Edited by GreenReaper as of Sun 23 Nov 2014 - 16:06
Your rating: None Average: 3.2 (5 votes)

For the second column of the month, and the official one of this (well, now last) month, I’ll continue a theme from this time last year. It’s time for round two of Oscar snubs; furry style!

crossie’s Current Best Guesses

Epic didn’t do so hot with the critics, so I’m switching it out at the Oscars for Turbo for lack of better options at this point.

Academy Award for Best Animated Feature Annie Award for Best Animated Feature Ursa Major Award for Best Anthropomorphic Motion Picture
Winner Frozen Frozen Madagascar 3: Europe’s Most Wanted
Nominees Ernest and Celestine
Monster University
Turbo
The Wind is Rising
Cloudy with a Chance of Meatballs 2
The Croods
Epic
Ernest and Celestine
Monster University
Turbo
The Wind is Rising
N/A

An American TailAn American Tail

1986 was a landmark year for animation, with twelve animated features hitting theatres, a record not surpassed until 2000. That being said, the Academy would be hard-pressed to find three decent films in the toy-commercials-disguised-as-movies marathon of the year.

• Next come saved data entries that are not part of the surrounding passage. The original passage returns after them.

PR #91, opened 2019-03-06
Fix issues with `substr` for Service Accounts

lawliet89:
Fixes the following error:

```
* module.gke.google_service_account.cluster_service_account: substr: 'offset + length' cannot be larger than the length of the string in:

tf-gke-${substr(var.name, 0, 20)}
```

### DIFF
--- a/autogen/sa.tf
+++ b/autogen/sa.tf
@@ -24,7 +24,7 @@ locals {
 resource "google_service_account" "cluster_service_account" {
   count        = "${var.service_account == "create" ? 1 : 0}"
   project      = "${var.project_id}"
-  account_id   = "tf-gke-${substr(var.name, 0, 20)}"
+  account_id   = "tf-gke-${substr(var.name, 0, min(20, length(var.name)))}"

One bright spot was a pair of mouse movies, Disney’s The Great Mouse Detective and Don Bluth’s An American Tail. While the Disney fare certainly had its moments – including Vincent Price as the voice of the villain, and a scene of Victorian, uh, “furlesque,” let’s call it – An American Tail was the movie that took the spotlight.

Though ultimate winner for Best Picture Platoon was probably the best choice, there was nothing else in the race that year that sticks out. An American Tail might be the closest thing to animated Oscar bait the world will ever see until some director finally ignores Maus’s own text.

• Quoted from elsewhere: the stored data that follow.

PR #99, opened 2019-03-11
Ensure node-pool example node count < 6

adrienthebo:
When GKE stands up a cluster with more than 6 nodes in the node pool, it will automatically resize the master node. This causes the cluster to enter reconciling, which fouls up our CI configuration.

This commit sidesteps this problem by converting the node-pool example to a zonal pool, removing the default node pool and shrinking the max size of the added node pools. We can add graceful handling of cluster reconciliation in a followup PR.

This pull request depends on #98.

### DIFF
--- a/examples/node_pool/main.tf
+++ b/examples/node_pool/main.tf
@@ -25,19 +25,23 @@ provider "google" {
 }
 
 module "gke" {
-  source            = "../../"
-  project_id        = "${var.project_id}"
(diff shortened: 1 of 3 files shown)


aaron-lane:
@adrienthebo #98 was merged. Please rebase and ready for review.

adrienthebo:
We had a spurious failure on build 187, I've triggered another build to re-test this PR.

The Lion KingThe Lion King

This is it, ladies and gentleman. This is the snub. Just three years previously, Beauty and the Beast had crossed the threshold; that movie was good. The Lion King was better; it easily went on to become what was at the time the highest grossing animated movie ever (and with its recent 3D re-release, it’s back to second). Still is the biggest box office traditionally animated movie (even before the re-release).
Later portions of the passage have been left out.